Exercise details: Reproduce each record exactly, leaving out no line.

Exercise materials:
BEGIN
PR #3493, opened 2024-04-19
Add `-Zmiri-env-set` to set environment variables without modifying the host environment

eduardosm:
This option allows to pass environment variables to the interpreted program without needing to modify the host environment (which may have undesired effects in some cases).

### DIFF
--- a/README.md
+++ b/README.md
@@ -311,7 +311,7 @@ environment variable. We first document the most relevant and most commonly used
 * `-Zmiri-env-forward=<var>` forwards the `var` environment variable to the interpreted program. Can
   be used multiple times to forward several variables. Execution will still be deterministic if the
   value of forwarded variables stays the same. Has no effect if `-Zmiri-disable-isolation` is set.
-* `-Zmiri-env-set=<var>=<value>` sets the `var` environment variable to `value` in the interpreted.
+* `-Zmiri-env-set=<var>=<value>` sets the `var` environment variable to `value` in the interpreted program.
   It can be used to pass environment variables without needing to alter the host environment. It can
   be used multiple times to set several variables. If `-Zmiri-disable-isolation` or `-Zmiri-env-forward`
   is set, values set with this option will have priority over values from the host environment.
--- a/README.md
+++ b/README.md
@@ -311,6 +311,10 @@ environment variable. We first document the most relevant and most commonly used
 * `-Zmiri-env-forward=<var>` forwards the `var` environment variable to the interpreted program. Can
   be used multiple times to forward several variables. Execution will still be deterministic if the
   value of forwarded variables stays the same. Has no effect if `-Zmiri-disable-isolation` is set.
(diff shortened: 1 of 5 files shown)


RalfJung:
Doesn't rustc have some flag to sent env vars nowadays? Should we just reuse that instead of adding our own?

eduardosm:
I'm not aware of such flag

RalfJung:
https://github.com/rust-lang/compiler-team/issues/653 was the decision to add it. Tracking issue is at https://github.com/rust-lang/rust/issues/118372, so it seems to have been implemented.

eduardosm:
Do we want the same flag for compile-time `env!` and run-time `std::env::var`?

README.md
```diff
@@ -311,6 +311,10 @@ environment variable. We first document the most relevant and most commonly used
 * `-Zmiri-env-forward=<var>` forwards the `var` environment variable to the interpreted program. Can
   be used multiple times to forward several variables. Execution will still be deterministic if the
   value of forwarded variables stays the same. Has no effect if `-Zmiri-disable-isolation` is set.
+* `-Zmiri-env-set=<var>=<value>` sets the `var` environment variable to `value` in the interpreted.
+  It can be used to pass environment variables without needing to alter the host environment. It can
+  be used multiple times to set several variables. If `-Zmiri-disable-isolation` is set, values set
```
RalfJung, line 316:
```suggestion
  be used multiple times to set several variables. If `-Zmiri-disable-isolation` or `-Zmiri-env-forward` is set, values set
```

tests/pass/shims/env/var-set.rs
```diff
@@ -0,0 +1,7 @@
+// Test both a value set and unset in the host.
```
RalfJung, line 1:
```suggestion
// Test a value set on the host (MIRI_ENV_VAR_TEST) and one that is not.
```

RalfJung:
> Do we want the same flag for compile-time `env!` and run-time `std::env::var`?

Fair, I guess it makes sense to treat them separately.

README.md
```diff
@@ -311,6 +311,10 @@ environment variable. We first document the most relevant and most commonly used
 * `-Zmiri-env-forward=<var>` forwards the `var` environment variable to the interpreted program. Can
   be used multiple times to forward several variables. Execution will still be deterministic if the
   value of forwarded variables stays the same. Has no effect if `-Zmiri-disable-isolation` is set.
+* `-Zmiri-env-set=<var>=<value>` sets the `var` environment variable to `value` in the interpreted.
```
oli-obk, line 314:
```suggestion
* `-Zmiri-env-set=<var>=<value>` sets the `var` environment variable to `value` in the interpreted program.
```

oli-obk (changes requested):

oli-obk (approved):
END
Task solution:
PR #3493, opened 2024-04-19
Add `-Zmiri-env-set` to set environment variables without modifying the host environment

eduardosm:
This option allows to pass environment variables to the interpreted program without needing to modify the host environment (which may have undesired effects in some cases).

### DIFF
--- a/README.md
+++ b/README.md
@@ -311,7 +311,7 @@ environment variable. We first document the most relevant and most commonly used
 * `-Zmiri-env-forward=<var>` forwards the `var` environment variable to the interpreted program. Can
   be used multiple times to forward several variables. Execution will still be deterministic if the
   value of forwarded variables stays the same. Has no effect if `-Zmiri-disable-isolation` is set.
-* `-Zmiri-env-set=<var>=<value>` sets the `var` environment variable to `value` in the interpreted.
+* `-Zmiri-env-set=<var>=<value>` sets the `var` environment variable to `value` in the interpreted program.
   It can be used to pass environment variables without needing to alter the host environment. It can
   be used multiple times to set several variables. If `-Zmiri-disable-isolation` or `-Zmiri-env-forward`
   is set, values set with this option will have priority over values from the host environment.
--- a/README.md
+++ b/README.md
@@ -311,6 +311,10 @@ environment variable. We first document the most relevant and most commonly used
 * `-Zmiri-env-forward=<var>` forwards the `var` environment variable to the interpreted program. Can
   be used multiple times to forward several variables. Execution will still be deterministic if the
   value of forwarded variables stays the same. Has no effect if `-Zmiri-disable-isolation` is set.
(diff shortened: 1 of 5 files shown)


RalfJung:
Doesn't rustc have some flag to sent env vars nowadays? Should we just reuse that instead of adding our own?

eduardosm:
I'm not aware of such flag

RalfJung:
https://github.com/rust-lang/compiler-team/issues/653 was the decision to add it. Tracking issue is at https://github.com/rust-lang/rust/issues/118372, so it seems to have been implemented.

eduardosm:
Do we want the same flag for compile-time `env!` and run-time `std::env::var`?

README.md
```diff
@@ -311,6 +311,10 @@ environment variable. We first document the most relevant and most commonly used
 * `-Zmiri-env-forward=<var>` forwards the `var` environment variable to the interpreted program. Can
   be used multiple times to forward several variables. Execution will still be deterministic if the
   value of forwarded variables stays the same. Has no effect if `-Zmiri-disable-isolation` is set.
+* `-Zmiri-env-set=<var>=<value>` sets the `var` environment variable to `value` in the interpreted.
+  It can be used to pass environment variables without needing to alter the host environment. It can
+  be used multiple times to set several variables. If `-Zmiri-disable-isolation` is set, values set
```
RalfJung, line 316:
```suggestion
  be used multiple times to set several variables. If `-Zmiri-disable-isolation` or `-Zmiri-env-forward` is set, values set
```

tests/pass/shims/env/var-set.rs
```diff
@@ -0,0 +1,7 @@
+// Test both a value set and unset in the host.
```
RalfJung, line 1:
```suggestion
// Test a value set on the host (MIRI_ENV_VAR_TEST) and one that is not.
```

RalfJung:
> Do we want the same flag for compile-time `env!` and run-time `std::env::var`?

Fair, I guess it makes sense to treat them separately.

README.md
```diff
@@ -311,6 +311,10 @@ environment variable. We first document the most relevant and most commonly used
 * `-Zmiri-env-forward=<var>` forwards the `var` environment variable to the interpreted program. Can
   be used multiple times to forward several variables. Execution will still be deterministic if the
   value of forwarded variables stays the same. Has no effect if `-Zmiri-disable-isolation` is set.
+* `-Zmiri-env-set=<var>=<value>` sets the `var` environment variable to `value` in the interpreted.
```
oli-obk, line 314:
```suggestion
* `-Zmiri-env-set=<var>=<value>` sets the `var` environment variable to `value` in the interpreted program.
```

oli-obk (changes requested):

oli-obk (approved):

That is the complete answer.